British lightweight champion Natasha Jonas, right, wears traditional boxing shorts as she trains at the Olympic boxing venue. (Andrew Winning/Reuters)

A Canadian boxer has her shorts in a knot about wearing a skirt in the ring.

Elizabeth Plank, an amateur boxer from Montreal, has come out swinging at a proposal that female boxers wear skirts rather than shorts when women's boxing makes its Olympic debut later this summer in London, England.

"Forcing women to wear skirts, I think, it's sexism," she told Teddy Katz of CBC Radio Sports.

Plank has received more than 52,000 signatures of support at Change.org, where she has created an online petition protesting the Amateur International Boxing Association's willingness to consider skirts in the ring.

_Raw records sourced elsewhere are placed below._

PR #482, opened 2024-05-27
Add enabled parameter in configuration

Arkalo2:
| Q             | A
| ------------- | ---
| Branch?       | 3.x
| Bug fix?      | no
| New feature?  | yes
| Deprecations? | no
| Tickets       | 
| License       | MIT
| Doc PR        | 

This feature aims to separate the enabling of handlers based on the environment.

## Use Case :

You have 3 servers on your project : dev, staging, and prod
- On your **dev** machine, you are in the **dev** environment.
- On your **staging** server, you are in the **prod** environment.
- On your **prod** server, you are in the **prod** environment.

Currently, you can't disable handlers for a specific environment. For an instance, you can't disable logging only in your staging environment.

With the enabled parameter, you are able to disable logging only in the staging environment.

### DIFF
--- a/tests/DependencyInjection/Compiler/LoggerChannelPassTest.php
+++ b/tests/DependencyInjection/Compiler/LoggerChannelPassTest.php
@@ -14,6 +14,7 @@ namespace Symfony\Bundle\MonologBundle\Tests\DependencyInjection\Compiler;
 use PHPUnit\Framework\TestCase;
 use Psr\Log\LoggerInterface;
 use Symfony\Bundle\MonologBundle\DependencyInjection\Compiler\LoggerChannelPass;
+use Symfony\Bundle\MonologBundle\DependencyInjection\MonologExtension;
 use Symfony\Component\Config\FileLocator;
 use Symfony\Component\DependencyInjection\ContainerBuilder;
 use Symfony\Component\DependencyInjection\Definition;
@@ -231,6 +232,31 @@ class LoggerChannelPassTest extends TestCase
         $container->getCompilerPassConfig()->setRemovingPasses([]);
 
         return $container;
+    }
+
+    /**
+     * @testWith [true]
+     *           [false]
+     */
+    public function testEnabledHandler(bool $enabled)
+    {
+        $container = new ContainerBuilder();
+        $loader = new MonologExtension();
+
+        $config = [
+            'handlers' => [
+                'main' => [
+                    'enabled' => $enabled,
+                    'type' => 'stream',
+                    'path' => '%kernel.logs_dir%/%kernel.environment%.log',
+                    'level' => 'debug',
+                ],
+            ],
+        ];
+
+        $loader->load([$config], $container);
+
+        $this->assertSame($enabled, $container->hasDefinition('monolog.handler.main'));
     }
 }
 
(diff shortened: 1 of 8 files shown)


DependencyInjection/MonologExtension.php
```diff
@@ -75,6 +75,9 @@ public function load(array $configs, ContainerBuilder $container)
             $handlers = [];
 
             foreach ($config['handlers'] as $name => $handler) {
+                if(false === $handler['enabled']) {
```
nicolas-grekas, line 78: CS is borken
and if this is a boolean, there's no need for any comparisons:
```suggestion
                if (!$handler['enabled']) {
```

DependencyInjection/Configuration.php
```diff
@@ -446,6 +446,7 @@ public function getConfigTreeBuilder(): TreeBuilder
                     ->end()
                 ->end()
                 ->scalarNode('id')->end() // service & rollbar
+                ->scalarNode('enabled')->defaultTrue()->end()
```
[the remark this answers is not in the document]
GromNaN: Indeed, a `booleanNode` should be used here because this value is used during compilation and cannot accept an environment variable.

GromNaN (changes requested):
I find this feature useful. Would you like to rebase your PR on the branch 3.x (we moved files), and add a test case in [FixtureMonologExtensionTestCase](https://github.com/symfony/monolog-bundle/blob/3.x/tests/DependencyInjection/FixtureMonologExtensionTestCase.php)?

tests/DependencyInjection/Compiler/LoggerChannelPassTest.php
```diff
@@ -232,6 +233,48 @@ private function getFunctionalContainer()
...
+                    'type' => 'stream',
+                    'path' => '%kernel.logs_dir%/%kernel.environment%.log',
+                    'level' => 'debug',
+                ],
+            ],
+        ];
+
+        $loader->load([$config], $container);
+
+        $this->assertTrue($container->hasDefinition('monolog.handler.main'));
```
GromNaN: As the tests are almost identical, we can merge them by passing a boolean with a testWith annotation. That way we ensure there is no other reason that make definition non-existing.
```php
    /**
     * @testWith [true]
     *           [false]
     */
    public function testEnabledHandler($enabled): void
    {
        // ['enabled' => $enabled];

        $this->assertSame($enabled, $container->hasDefinition('monolog.handler.main'));
    }
```

Arkalo2: Cool ! I did not know

tests/DependencyInjection/Compiler/LoggerChannelPassTest.php
```diff
@@ -232,6 +233,52 @@ private function getFunctionalContainer()
...
+                ],
+            ],
+        ];
+
+        $loader->load([$config], $container);
+
+        $this->assertSame($enabled, $container->hasDefinition('monolog.handler.main'));
+    }
+
+    public function testDisabledHandler()
```
GromNaN: Then this test is a duplicate of the previous one with false

GromNaN (approved):

GromNaN:
Thank you @Arkalo2.

Arkalo2:
Thanks @GromNaN @nicolas-grekas for your reviews

I'll add a PR for documentation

"This ludicrous recommendation clearly has nothing to do with athletics and only serves to enforce gender stereotypes and the subjugation of women," she said on the petition.

'What does elegance have to do with boxing anyways? There is nothing pretty about it.' —Elizabeth Plank

The AIBA publicly stated it favours a skirt's elegance and how it differentiates female pugilists from their male counterparts.

"I think when you mention elegance, you definitely have discrimination going on," said Plank, presently a graduate student at the London School of Economics.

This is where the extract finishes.